Developers just got a direct pipeline into ChatGPT. OpenAI’s DevDay, held October 6, 2025, brought AgentKit—a tool that lets coders build applications not alongside, but inside the chat interface itself. The company, founded in 2015 in Delaware as a nonprofit, is betting that the next wave of AI adoption will come from turning its flagship product into a platform.
ChatGPT launched in November 2022. It catalyzed the AI boom. Millions of users poured in. But for all its power, the chatbot was a closed box—you talked to it, it answered, and that was the loop. AgentKit breaks that loop. Developers can now embed custom logic, data sources, and entire workflows directly into the conversation. The box is no longer sealed.
This matters because of what it unlocks. OpenAI has already produced the GPT family of large language models, the DALL-E series of text-to-image models, and the Sora series of text-to-video models. Those are powerful engines. But they have mostly run on OpenAI’s servers, behind OpenAI’s interfaces. AgentKit shifts the power to the developer’s hands. An accountant could build a tax-prep app that lives inside ChatGPT. A doctor could wire in a diagnostic tool. A teacher could create a lesson planner that pulls from a school’s own database. The model becomes the operating system, not just the application.
The stakes are concrete. For developers, the risk is dependence on a single platform—build inside ChatGPT, and your app lives or dies by OpenAI’s rules, pricing, and uptime. For OpenAI, the risk is losing control of its own creation. The company’s for-profit subsidiary, created to support the nonprofit’s mission, has driven commercial innovation. AgentKit is the most aggressive move yet to lock developers into its ecosystem. If it works, ChatGPT becomes the default environment for building AI-powered services. If it fails, developers walk away with nothing but wasted time.
For users, the stakes are simpler. They get more capable assistants. Instead of a chatbot that can only talk, they get one that can act—file forms, query databases, generate reports. The line between talking to an AI and using software dissolves. That is the promise. The peril is that the AI becomes a gatekeeper, mediating every interaction through a single corporate interface.
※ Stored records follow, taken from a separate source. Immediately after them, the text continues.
PR #841, opened 2026-07-27
test(tool/ast): add unit test coverage for generic receiver matching and stripGenericTypes

bhuvan-somisetty:
## Description

This PR adds unit test coverage for `stripGenericTypes` and generic receiver matching in `FindFuncDecl` within `tool/internal/ast/shared_test.go`.

Specifically, it adds:
- `TestStripGenericTypes` covering unqualified value/pointer receivers, single-parameter generic value/pointer receivers (`GenStruct[T]`, `*GenStruct[T]`), multi-parameter generic value/pointer receivers (`GenStruct[T, U]`, `*GenStruct[T, U]`), and unsupported AST expression fallbacks.
- Extended `TestFindFuncDecl` test cases covering generic receivers (`GenSingle`, `*GenSingle`, `GenMulti`, `*GenMulti`) as well as `InstRawRule` and `FilterDef` target types.

## Motivation

Fixes #833

---

## Checklist

- [x] PR title follows [conventional commits](https://www.conventionalcommits.org/) format
- [x] Code formatted: `make format`
- [x] Linters pass: `make lint`
- [x] Tests pass: `make test`
- [x] Tests added for new functionality
- [x] Tests follow [testing guidelines](docs/testing.md)
- [x] Documentation updated (if applicable)

PR #857, opened 2026-07-28
fix(ci): scope unit coverage uploads to their own flag

om7057:
## Description

`codecov/project/tool` is currently red on every open PR that touches `tool/`, and the number behind it is not `tool/`'s coverage.

`make test-unit/coverage` runs three sub-targets and leaves `coverage-tool.txt`, `coverage-pkg.txt` and `coverage-instrumentation.txt` in the workspace. Both upload steps name one file via `files:`, but that input does not restrict the upload. From the action's own input description at the pinned SHA:

> `files`: Comma-separated list of explicit files to upload. These will be added to the coverage files found for upload. If you wish to only upload the specified files, please consider using disable-search.

So the `flags: tool` step uploads all three profiles tagged as `tool`, and the `flags: pkg` step does the same. The `tool` flag ends up describing the whole repo: 115 files rather than the 63 under `tool/`. This is visible at the flag level, not just the status level. Codecov's API reports the stored `tool` flag coverage as 64.674%.

This sets `disable_search: true` on both steps so each uploads only the profile it names.

`codecov.yml` needs no change. The `flags:` scoping there was always correct, it was reading a mispackaged flag.

## Motivation

The mispackaging is not new. It became visible when the merged number crossed the 70% target. Comparing Codecov's reports for two PRs either side of that:

| | #799 (Jul 24) | #840 (Jul 28) |
|---|---|---|
| files | 109 | 115 |
| statements | 9,001 | 11,199 |
| misses | 1,527 | 3,507 |
| coverage | 78.14% (pass) | 64.70% (fail) |

#799's report was already at 109 files, so it was already measuring more than `tool/`. It happened to sit above target. The six extra files are the linodego v2 instrumentation added in c5ab841, dominated by `public_methods_gen.go` (4,512 lines of generated wrappers), contributing roughly 1,980 additional misses. #840's `base_totals` is 64.67%, so `main` itself is now below the target.

Two related symptoms this explains:

- #841 adds unit tests in `tool/ast` and still fails the check. It cannot pass, because most of the number it is judged on is not `tool/`.
- #799's green check is stale (Jul 24, before c5ab841) and will turn red on its next push.

With the flag scoped correctly, `go test ./tool/...` gives 78.8% over 63 files, above the 70% target.

## Verification

This PR touches only `.github/workflows/test-unit.yaml`, so the `tool` paths filter (`tool/**`) is false and the upload step's `if:` does not fire. `codecov/project/tool` will report "No coverage information found on head" here rather than 78.8%. The check is only exercised by a PR that touches `tool/`, so I can rebase #840 once this lands to confirm it goes green.

Locally: `yamlfmt -lint` and `actionlint` are clean on the changed file, and `go test ./tool/... -coverprofile` gives 78.8% over 63 files with only `tool/` paths in the profile.

---

## Checklist

- [x] Code formatted: `make format` (no Go changes; `yamlfmt` clean on the changed file)
- [x] Linters pass: `make lint` (`yamlfmt -lint` and `actionlint` clean on the changed file)
- [x] Tests pass: `make test` (no code change; `./tool/...` run locally for the coverage numbers above)
- [ ] Tests added for new functionality (n/a, CI configuration only)
- [ ] Tests follow [testing guidelines](https://github.com/open-telemetry/opentelemetry-go-compile-instrumentation/blob/main/docs/testing.md) (n/a)
- [ ] Documentation updated (if applicable) (n/a)
- [ ] OpenTelemetry Registry updated (n/a, no new instrumentation)

[^I-know-my-stuff]:


om7057:
cc: @amazingakai @txabman42 since it touches the codecov upload steps from #227.

`files:` doesn't restrict the upload; it adds to what the action finds on its own, so both steps have been sending all three profiles that `make test-unit/coverage` leaves in the workspace. The `tool` flag is 115 files instead of the 63 under `tool/`, and Codecov's API reports the flag itself at 64.674%. That's why `codecov/project/tool` is red on every open PR touching `tool/`, including #841, which only adds tests in `tool/ast` and still can't pass.

Open question: `disable_search: true` on the upload steps, or per-flag `paths` under `flag_management` in `codecov.yml`? I went with the former since it fixes what gets uploaded rather than filtering it afterwards, but happy to switch if there's a preference.

anand-242003:
I verified that make test-unit/coverage produces the three coverage profiles mentioned in the PR and confirmed from the Codecov documentation that files supplements, rather than replaces, the automatic file search. Given that behavior, disable_search: true appears to be the correct way to scope each upload to its intended coverage profile. I wasn't able to verify the runtime upload behavior because the workflow is still awaiting maintainer approval.

om7057:
Thanks for checking @anand-242003, that matches what I found.

On the runs: every `pull_request` workflow on this PR is sitting at `action_required`, so nothing has executed yet. That's the gate for fork PRs that touch `.github/workflows`, which is why the upload behaviour isn't observable from here.

Worth noting it won't be observable even once they run. This PR only changes the workflow file, so the `tool` paths filter (`tool/**`) is false and the upload step's `if:` never fires. The check will report "No coverage information found on head" rather than 78.8%. Exercising it needs a PR that touches `tool/`.

om7057:
@NameHaibinZhang could you also please check this one as well, if it's needed in order to fix-codecov flag's scope?

darccio (approved):
LGTM, I'll validate on the linked PRs once this lands on `main`

PR #554, opened 2026-05-30
feat: add compile-time auto-instrumentation for MongoDB

SatyamPandey-07:
# Description

This PR adds compile-time auto-instrumentation support for the official MongoDB Go driver (`go.mongodb.org/mongo-driver`).

Following the existing instrumentation patterns used for Redis and `database/sql`, this implementation hooks into MongoDB client creation APIs and automatically injects OpenTelemetry's MongoDB `CommandMonitor` (`otelmongo`) during compilation. Applications using the MongoDB Go driver can now generate trace telemetry without requiring any source code changes.

### MongoDB Instrumentation

* Added `pkg/instrumentation/mongodb/mongodb.otelc.yaml`

  * Defines compile-time hook mappings for:

    * `mongo.Connect`
    * `mongo.NewClient`

* Added `pkg/instrumentation/mongodb/client_hook.go`

  * Registers MongoDB OpenTelemetry instrumentation during client initialization.
  * Initializes the OpenTelemetry SDK through `shared.SetupOTelSDK`.
  * Creates and injects an `otelmongo.CommandMonitor`.
  * Updates function parameters using `ictx.SetParam` to propagate modified options to the target application.

### Integration Testing

* Added a new sample application:

  * `test/apps/mongoclient`

* Added a dedicated integration test:

  * `test/integration/mongo_client_test.go`

The test suite uses a lightweight pure-Go mock MongoDB server that:

* Handles MongoDB handshake requests (`hello` / `isMaster`)
* Processes command requests
* Returns BSON responses for insert operations

This approach eliminates dependencies on:

* MongoDB binaries
* Docker containers
* External services

and provides deterministic, CI-friendly integration testing.

## Verification

The new integration test validates that telemetry spans are emitted correctly for MongoDB operations, including:

* `users.insert`
* `endSessions`

The following semantic convention attributes are verified:

* `db.system = mongodb`
* `db.operation`
* `db.name`
* `db.mongodb.collection`
* `net.peer.name`
* `net.transport`

### Test Execution

```bash
go test -v -tags integration ./integration/ -run TestMongoClient
```

### Output

```text
=== RUN   TestMongoClient
=== RUN   TestMongoClient/basic
--- PASS: TestMongoClient (76.77s)
    --- PASS: TestMongoClient/basic (76.77s)
PASS
ok  	github.com/open-telemetry/opentelemetry-go-compile-instrumentation/test/integration	77.270s
```

#### users.insert

* Kind: `Client`
* `db.system`: `mongodb`
[...]

PR #858, opened 2026-07-29
feat(instrumentation/mongo): add mongo driver v2 support

markcottrell:
## Description

This PR is inspired by https://github.com/open-telemetry/opentelemetry-go-compile-instrumentation/pull/554 (and https://github.com/open-telemetry/opentelemetry-go-compile-instrumentation/pull/769) and adds similar instrumentation for mongo-driver v2, as v1 has been deprecated for ~6 months. Equivalent unit and integration tests have also been added for the v2 instrumentation.

All of the description from https://github.com/open-telemetry/opentelemetry-go-compile-instrumentation/pull/554 applies here, but only `mongo.Client.Connect` is hooked, as `mongo.NewClient` does not exist in v2.

The integration test client is updated to use either the v1 or v2 driver based on a command line parameter, and a new test has been added for v2 as the properties recorded by otelmongo v2 have different names. I also added a new test utility, `RequireAttributeContains`, to allow partial matching of span attributes in tests.

## Motivation

mongo-driver v1 has been deprecated for ~6 months, this will allow automatic compile time instrumentation where mongo-driver v2 is in use.

---

## Checklist

- [x] Tests pass: `make test`

[^I-know-my-stuff]:


instrumentation/go.mongodb.org/mongo-driver/v2/mongo/otelc.yaml
```diff
@@ -0,0 +1,8 @@
+mongodb_v2_hook_connect:
```
NameHaibinZhang, line 1: The new v2 instrumentation module is present in the source tree, but the shipped CLI bundle (`tool/data/otelc-bundle.tgz`, updated in this PR) still only contains the v1 module under `instrumentation_temp/go.mongodb.org/mongo-driver/mongo/...` — there is no `instrumentation_temp/.../v2/mongo` entry (verified via `tar -tzf`). Since the CLI extracts instrumentation from `instrumentation_temp`, this rule won't be available to users who rely on the shipped bundle, so the v2 feature is effectively source-build-only. Could you regenerate the bundle so it includes the v2 module tree as well?

test/integration/mongo_client_test.go
```diff
@@ -57,6 +57,46 @@ func TestMongoClient(t *testing.T) {
...
+			require.GreaterOrEqual(t, len(spans), 1, "expected at least 1 span (insert)")
+
+			// Verify insert span matching the actual attributes from otelmongo
+			insertSpan := testutil.RequireSpan(t, f.Traces(),
+				testutil.IsClient,
+				testutil.HasAttribute("db.operation.name", "insert"),
+			)
+
+			// Assert MongoDB specific semantic conventions attributes
+			testutil.RequireAttribute(t, insertSpan, "db.system.name", "mongodb")
```
NameHaibinZhang, line 90: This test asserts the current DB semconv keys (`db.system.name`, `db.operation.name`, `db.namespace`, `db.collection.name`, `network.peer.address`, `network.transport`), but `schemas/otelc/groups/mongo.yaml` still only declares the legacy v1 attributes (`db.system`, `db.operation`, `db.name`, `db.mongodb.collection`, `net.peer.name`, `net.transport`). Since the registry is meant to be the source of truth for what otelc emits, it would be good to extend `mongo.yaml` with a v2 group covering the attribute keys asserted here (and update its comments to mention both v1 and v2). `make lint-schema` should still pass after the update.

instrumentation/go.mongodb.org/mongo-driver/v2/mongo/client_hook.go
```diff
@@ -0,0 +1,49 @@
...
+
+import (
+	"go.mongodb.org/mongo-driver/v2/mongo/options"
+	"go.opentelemetry.io/contrib/instrumentation/go.mongodb.org/mongo-driver/v2/mongo/otelmongo"
+	"go.opentelemetry.io/otelc/pkg/hook"
+	"go.opentelemetry.io/otelc/pkg/runtime"
+)
+
+const (
+	instrumentationKey = "MONGODB"
```
NameHaibinZhang: Both the v1 and v2 mongo instrumentation share `instrumentationKey = "MONGODB"`, so `OTEL_GO_ENABLED_INSTRUMENTATIONS` / `OTEL_GO_DISABLED_INSTRUMENTATIONS` will always toggle both drivers together — there's no way to instrument only v2 while keeping v1 uninstrumented (or vice versa) during a staged migration. Other versioned modules use a version-scoped key (e.g. `AWS_SDK_V2`). If sharing the key is intentional, a short doc note would help; otherwise consider a dedicated key such as `MONGODB_V2`.

instrumentation/go.mongodb.org/mongo-driver/v2/mongo/go.mod
```diff
@@ -0,0 +1,78 @@
...
+go 1.25.0
+
+replace go.opentelemetry.io/otelc/pkg => ../../../../../pkg
+
+replace go.opentelemetry.io/otelc/pkg/runtime => ../../../../../pkg/runtime
+
+require (
+	github.com/stretchr/testify v1.11.1
+	go.mongodb.org/mongo-driver/v2 v2.8.0
+	go.opentelemetry.io/contrib/instrumentation/go.mongodb.org/mongo-driver/v2/mongo/otelmongo v0.0.0-20260728191659-5f30960897bf
```
NameHaibinZhang, line 13: This depends on the v2 otelmongo via a pseudo-version (`v0.0.0-20260728191659-5f30960897bf`), whereas the v1 module pins a stable tag (`v0.52.0`). That works, but automated dependency tooling generally won't propose upgrades for pseudo-versions, so switching to the tagged release once contrib publishes one will require a manual step. Worth a brief comment here (or a release-checklist item) noting this is temporary until a stable v2 otelmongo tag is available.

instrumentation/go.mongodb.org/mongo-driver/v2/mongo/client_hook.go
```diff
@@ -0,0 +1,49 @@
...
+	// If no options were provided, create a default options struct
+	if len(opts) == 0 {
+		opts = []*options.ClientOptions{
+			options.Client(),
+		}
+	}
+
+	// Inject monitor to all existing options
+	for _, opt := range opts {
+		if opt.Monitor == nil {
```
NameHaibinZhang, line 45: If a caller does `mongo.Connect(nil)`, `opts` becomes `[]*options.ClientOptions{nil}` and `opt.Monitor` dereferences a nil pointer here (the trampoline's recover will swallow the panic, but the monitor is then never injected). A small guard keeps the hook robust:

```go
for _, opt := range opts {
    if opt == nil {
        continue
    }
    if opt.Monitor == nil {
        opt.SetMonitor(monitor)
    }
}
```

Same pattern exists in the v1 hook, so feel free to treat this as optional here.

NameHaibinZhang (commented):
Thanks for adding mongo-driver v2 support! The hook implementation itself looks solid — the variadic signature matches `Connect(opts ...*options.ClientOptions)` in v2.8.0, the `SetParam` write-back follows the same pattern as the v1 hook, and the enable/disable wiring works correctly. Unit and integration coverage of the hook behavior is good.

A few gaps around the contract/registry and distribution side, plus two smaller notes — see the inline comments. Two additional items that can't be attached inline because the files aren't part of this diff:

- `schemas/otelc/README.md`: the "Instrumentation coverage" table still only lists `go.mongodb.org/mongo-driver/mongo`. Please add a row for the v2 module (similar to how the openai v1/v2/v3 modules are listed per version), since a missing row signals an undeclared instrumentation per the registry conventions.
- `docs/api-design-and-project-structure.md`: the instrumentation module list only mentions the v1 mongo module; please add `go.mongodb.org/mongo-driver/v2/mongo` so the project structure doc reflects both supported driver versions.

instrumentation/go.mongodb.org/mongo-driver/v2/mongo/otelc.yaml
markcottrell: thanks, I thought I'd updated the bundle but must have missed it. I just pushed a commit with an updated bundle and confirmed the v2 files are now present:
```
$ tar tf tool/data/otelc-bundle.tgz | grep v2/mongo
instrumentation_temp/go.mongodb.org/mongo-driver/v2/mongo/
instrumentation_temp/go.mongodb.org/mongo-driver/v2/mongo/client_hook.go
instrumentation_temp/go.mongodb.org/mongo-driver/v2/mongo/client_hook_test.go
instrumentation_temp/go.mongodb.org/mongo-driver/v2/mongo/go.mod
instrumentation_temp/go.mongodb.org/mongo-driver/v2/mongo/go.sum
instrumentation_temp/go.mongodb.org/mongo-driver/v2/mongo/otelc.yaml
```

test/integration/mongo_client_test.go
markcottrell: I added a section with the v2 span attributes

instrumentation/go.mongodb.org/mongo-driver/v2/mongo/client_hook.go
markcottrell: updated to use `MONGODB_V2` instead, as suggested

instrumentation/go.mongodb.org/mongo-driver/v2/mongo/go.mod
markcottrell: I added a comment in go.mod r.e. the pseudo version, let me know if that's sufficient

instrumentation/go.mongodb.org/mongo-driver/v2/mongo/client_hook.go
markcottrell: I added the suggested guard and a test, thanks for catching it

NameHaibinZhang (approved):

NameHaibinZhang:
Hi @markcottrell — thanks for addressing all the review points; the instrumentation key, nil-option guard, pseudo-version comment, schema v2 group, docs, and bundle are all in good shape now.

The branch had fallen behind `main` (which caused the merge conflict), so I've rebased it onto the latest `main` and regenerated `tool/data/otelc-bundle.tgz` (needed so `verify-bundle` stays green after the rebase). This was a force-push to your PR branch, so please `git fetch` + `git reset --hard` your local branch before pushing again to avoid clobbering it — apologies if you had any unpushed local work.

The PR now shows as mergeable; just needs a maintainer approval.

NameHaibinZhang (approved):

OpenAI has been here before. The release of ChatGPT in 2022 brought its research to a wider audience and sparked generative AI’s mainstream moment. Since then, the company has pushed boundaries. AgentKit is the latest push. It is not a new model. It is a new way to use old models. That distinction is easy to miss but hard to overstate. Models are tools. Platforms are ecosystems. AgentKit is the bridge between the two.
Developers at DevDay got the first look. They saw a system that lets them build without leaving the chat window. No separate server. No separate front end. No separate deployment pipeline. Just code that runs inside the conversation. It is a radical simplification of the development process. It is also a radical concentration of power in one company’s hands.
OpenAI, founded in 2015 in Delaware, has always had a dual identity: a nonprofit mission to advance AI safely, and a for-profit arm to fund that mission. AgentKit serves both. It advances the technology by making it more accessible. It advances the business by making the platform stickier. Whether that balance holds depends on how developers use the tool—and whether they trust the hand that built it.